- _THE PROBLEM_: Every record that follows should appear again in your answer, exactly the same.

»»

PR #120, opened 2026-05-20
Allow using Unifex enums and structs in NIF/Cnode state

### LINKED ISSUE #1130: [Unifex] User-defined state can't use user-defined types
When defining the state struct, which name is defined by `Unifex.Specs.DSL.state_type/1`, it has to be defined in a header file with the name corresponding to the the `spec.exs` file. This file is included at the top of the generated header, in which all types from `spec.exs` file are defined. The consequence of this is the fact that user-defined types cannot be used as fields of the user-defined state, because the state definition always appears before user-defined type definitions.

Forward declaration of State is also not feasible, because the generated source file calls `sizeof(UnifexState)`, for which the state needs to be defined.

FelonEkonom:
closes https://github.com/membraneframework/membrane_core/issues/1130


lib/unifex/interface_IO.ex
```diff
@@ -5,6 +5,7 @@ defmodule Unifex.InterfaceIO do
 
   @spec_name_sufix ".spec.exs"
   @generated_dir_name "_generated"
+  @types_header_sufix "_types_definitions"
```
Noarkhh:
```suggestion
  @types_header_suffix "_types"
```
typo in `suffix` + I think `_types` is sufficient

Noarkhh (changes requested):

mat-hek (commented):
The goal is that this works: https://github.com/membraneframework/membrane_av1_plugin/compare/master...mf/unifex

lib/unifex/code_generators/cnode.ex
```diff
@@ -95,6 +95,29 @@ defmodule Unifex.CodeGenerators.CNode do
     """
   end
 
+  defp pargma_and_includes() do
```
Noarkhh:
```suggestion
  defp pragma_and_includes() do
```

Noarkhh (changes requested):
I found a bug where you now can't use user-defined enums in user-defined structs. It all stems from the casing - structs use snake case, and enums use camel case (we could discuss unifying that). Changes introduced in this PR make it so the following definitions in `.spec.ex` file:

```elixir
type my_enum :: :a | :b 

type my_struct :: %MyStruct{enum_field: my_enum}
```

get translated to the following C definitions:

```c
enum MyEnum_t { MY_ENUM_A, MY_ENUM_B };
typedef enum MyEnum_t MyEnum;

struct my_struct_t {
  my_enum enum_field;
};
typedef struct my_struct_t my_struct;
```

which don't work, since there's no type `my_enum`

lib/unifex/code_generators/nif.ex
```diff
@@ -96,6 +83,41 @@ defmodule Unifex.CodeGenerators.NIF do
...
+    extern "C" {
+    #endif
+
+    #{Utils.generate_enums_definitions(specs.enums,
+    &Common.generate_enum_native_definition/2,
+    %{})}
+
+    #{Utils.generate_structs_definitions(specs.structs,
+    &generate_struct_native_definition/2,
+    %{})}
```
Noarkhh: This fixes the bug

```suggestion
  def generate_types_header(specs) do
    ctx = Common.create_ctx(specs)
    
    ~g"""
    #{pargma_and_includes()}

    #ifdef __cplusplus
    extern "C" {
    #endif

    #{Utils.generate_enums_definitions(specs.enums,
    &Common.generate_enum_native_definition/2,
    ctx)}

    #{Utils.generate_structs_definitions(specs.structs,
    &generate_struct_native_definition/2,
    ctx)}
```

lib/unifex/code_generator/tie_header.ex
```diff
@@ -21,9 +20,12 @@ defmodule Unifex.CodeGenerator.TieHeader do
   end
 
   defp generate_include(name, generator) do
+    types_header_filename = Unifex.InterfaceIO.types_header_filename(name)
+
     ~g"""
     #ifdef #{generator.identification_constant()}
     #include "#{generator.interface_io_name()}/#{name}.h"
+    #include "#{generator.interface_io_name()}/#{types_header_filename}"
```
Noarkhh, line 27: My LSP complains when this include is below the other one, since the types are used inside it. I also think it makes more sense, but it's not necessary

Noarkhh (changes requested):

mat-hek (approved):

««

- _WRITTEN ANSWER_:
PR #120, opened 2026-05-20
Allow using Unifex enums and structs in NIF/Cnode state

### LINKED ISSUE #1130: [Unifex] User-defined state can't use user-defined types
When defining the state struct, which name is defined by `Unifex.Specs.DSL.state_type/1`, it has to be defined in a header file with the name corresponding to the the `spec.exs` file. This file is included at the top of the generated header, in which all types from `spec.exs` file are defined. The consequence of this is the fact that user-defined types cannot be used as fields of the user-defined state, because the state definition always appears before user-defined type definitions.

Forward declaration of State is also not feasible, because the generated source file calls `sizeof(UnifexState)`, for which the state needs to be defined.

FelonEkonom:
closes https://github.com/membraneframework/membrane_core/issues/1130


lib/unifex/interface_IO.ex
```diff
@@ -5,6 +5,7 @@ defmodule Unifex.InterfaceIO do
 
   @spec_name_sufix ".spec.exs"
   @generated_dir_name "_generated"
+  @types_header_sufix "_types_definitions"
```
Noarkhh:
```suggestion
  @types_header_suffix "_types"
```
typo in `suffix` + I think `_types` is sufficient

Noarkhh (changes requested):

mat-hek (commented):
The goal is that this works: https://github.com/membraneframework/membrane_av1_plugin/compare/master...mf/unifex

lib/unifex/code_generators/cnode.ex
```diff
@@ -95,6 +95,29 @@ defmodule Unifex.CodeGenerators.CNode do
     """
   end
 
+  defp pargma_and_includes() do
```
Noarkhh:
```suggestion
  defp pragma_and_includes() do
```

Noarkhh (changes requested):
I found a bug where you now can't use user-defined enums in user-defined structs. It all stems from the casing - structs use snake case, and enums use camel case (we could discuss unifying that). Changes introduced in this PR make it so the following definitions in `.spec.ex` file:

```elixir
type my_enum :: :a | :b 

type my_struct :: %MyStruct{enum_field: my_enum}
```

get translated to the following C definitions:

```c
enum MyEnum_t { MY_ENUM_A, MY_ENUM_B };
typedef enum MyEnum_t MyEnum;

struct my_struct_t {
  my_enum enum_field;
};
typedef struct my_struct_t my_struct;
```

which don't work, since there's no type `my_enum`

lib/unifex/code_generators/nif.ex
```diff
@@ -96,6 +83,41 @@ defmodule Unifex.CodeGenerators.NIF do
...
+    extern "C" {
+    #endif
+
+    #{Utils.generate_enums_definitions(specs.enums,
+    &Common.generate_enum_native_definition/2,
+    %{})}
+
+    #{Utils.generate_structs_definitions(specs.structs,
+    &generate_struct_native_definition/2,
+    %{})}
```
Noarkhh: This fixes the bug

```suggestion
  def generate_types_header(specs) do
    ctx = Common.create_ctx(specs)
    
    ~g"""
    #{pargma_and_includes()}

    #ifdef __cplusplus
    extern "C" {
    #endif

    #{Utils.generate_enums_definitions(specs.enums,
    &Common.generate_enum_native_definition/2,
    ctx)}

    #{Utils.generate_structs_definitions(specs.structs,
    &generate_struct_native_definition/2,
    ctx)}
```

lib/unifex/code_generator/tie_header.ex
```diff
@@ -21,9 +20,12 @@ defmodule Unifex.CodeGenerator.TieHeader do
   end
 
   defp generate_include(name, generator) do
+    types_header_filename = Unifex.InterfaceIO.types_header_filename(name)
+
     ~g"""
     #ifdef #{generator.identification_constant()}
     #include "#{generator.interface_io_name()}/#{name}.h"
+    #include "#{generator.interface_io_name()}/#{types_header_filename}"
```
Noarkhh, line 27: My LSP complains when this include is below the other one, since the types are used inside it. I also think it makes more sense, but it's not necessary

Noarkhh (changes requested):

mat-hek (approved):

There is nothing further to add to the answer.